Zeon Products Making Contributions to Society Cyclo Olefin Polymers, specialty materials creating the future
Zeon's original COP developed ahead of the world
Zeon's Cyclo Olefin Polymers (COP) have excellent optical and chemical properties. Under the product names ZEONEX® and ZEONOR®, they are widely used in optical films and lenses, medical and biotechnology applications while earning highly favorable reviews. The FY 2019 business scale of the Specialty Plastics Business came to 56.8 billion yen in net sales.
Currently, the optical film business for LCD and OLED panels for TVs and smartphones takes a large share of the COP business. COP's characteristics are not only applicable to optical films; they also have potential for application in a wide range of usage settings including the medical applications outlined in our 2019 Corporate Report.

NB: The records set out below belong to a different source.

PR #517, opened 2024-06-13
fix for pstfrom+usg

jtwhite79:


briochh:
good catch, let's keep an eye on that usg test intermittent fail with xfail off.

Issue #521, opened 2024-06-25
numpy 2.0 incompatibility


andyrich:
# numpy dependency should be set to numpy<2.0

result when importing with numpy=2.0:
![image](https://github.com/pypest/pyemu/assets/16653125/2b21f476-cfa4-4d90-a33f-ecaf3e0fbc08)
![image](https://github.com/pypest/pyemu/assets/16653125/8ca8db7d-f402-4761-bed6-5383901af222)

result when importing with numpy<2.0
![image](https://github.com/pypest/pyemu/assets/16653125/2808624c-2331-4809-9aca-a2282df3cad8)

jtwhite79:
Thanks Andy.  I'm not surprised there are some issues with numpy 2.  We will start working on this but in the meantime we will probably just require numpy<2

PR #526, opened 2024-07-19
Temp pin in numpy to < 2.0

briochh:
belated WIP on some numpy 2+ compat changes


briochh:
temp fix for #521 -- current incompatibility with numpy 2.0 still WIP -- relating to new interaction between new explicit numpy dtypes: https://numpy.org/neps/nep-0051-scalar-representation.html and pandas and our own attempt to support mixed dtypes.

PR #528, opened 2024-07-25
Feat normtransf optional extrapolation

rhugman:
- Added optional extrapolation for normal score transform in `Eds.prep_for_dsi()`. Can be None, linear or quadratic.
- Added optional ZtZ method from pestutils DSI2

### DIFF
--- a/autotest/la_tests.py
+++ b/autotest/la_tests.py
@@ -629,7 +629,7 @@ def ends_freyberg_dsi_test(tmp_path):
     #shutil.copy2(os.path.join(test_d,"pestpp-ies.exe"),os.path.join(t_d,"pestpp-ies.exe"))
 
     pst = pyemu.Pst(os.path.join(t_d,"dsi.pst"))
-    pst.control_data.noptmax = 3
+    pst.control_data.noptmax = 0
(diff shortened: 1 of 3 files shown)


briochh:
@rhugman, is this one gtg? I know that it breaks with our tradition but do you reckon you could add some lines to the `prep_for_dsi()` docstring on the `ztz` and `energy` options and when they might be needed/preferred.

rhugman:
> @rhugman, is this one gtg? I know that it breaks with our tradition but do you reckon you could add some lines to the `prep_for_dsi()` docstring on the `ztz` and `energy` options and when they might be needed/preferred.

That might be helpful hey... :) roger wilco

rhugman:
> @rhugman, is this one gtg? I know that it breaks with our tradition but do you reckon you could add some lines to the `prep_for_dsi()` docstring on the `ztz` and `energy` options and when they might be needed/preferred.

Should be good to go now.

rhugman:
Should be good to go now. Tho it might not be a bad idea if someone double-checked my math...

briochh:
I'm good, if you are good @rhugman!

Here we introduce the use of COP in electronic devices.
|Low water absorbency
|COP is hydrolysis-resistant and able to maintain strength long term.|
|Low outgassing||COP undergoes very little degassing of volatile components from resin.|
|High chemical inertness||COP demonstrates excellent resistance to acid, alkali and alcohol.|
|Low dielectric loss||COP experiences little transmission loss in high-frequency ranges.|
|Excellent electric insulation||COP offers high dielectric breakdown strength, effective at miniaturization and improving the durability of electronic components.|
|High processability / precision moldability||COP is easily processable into films and molded goods, and processing technology is also available.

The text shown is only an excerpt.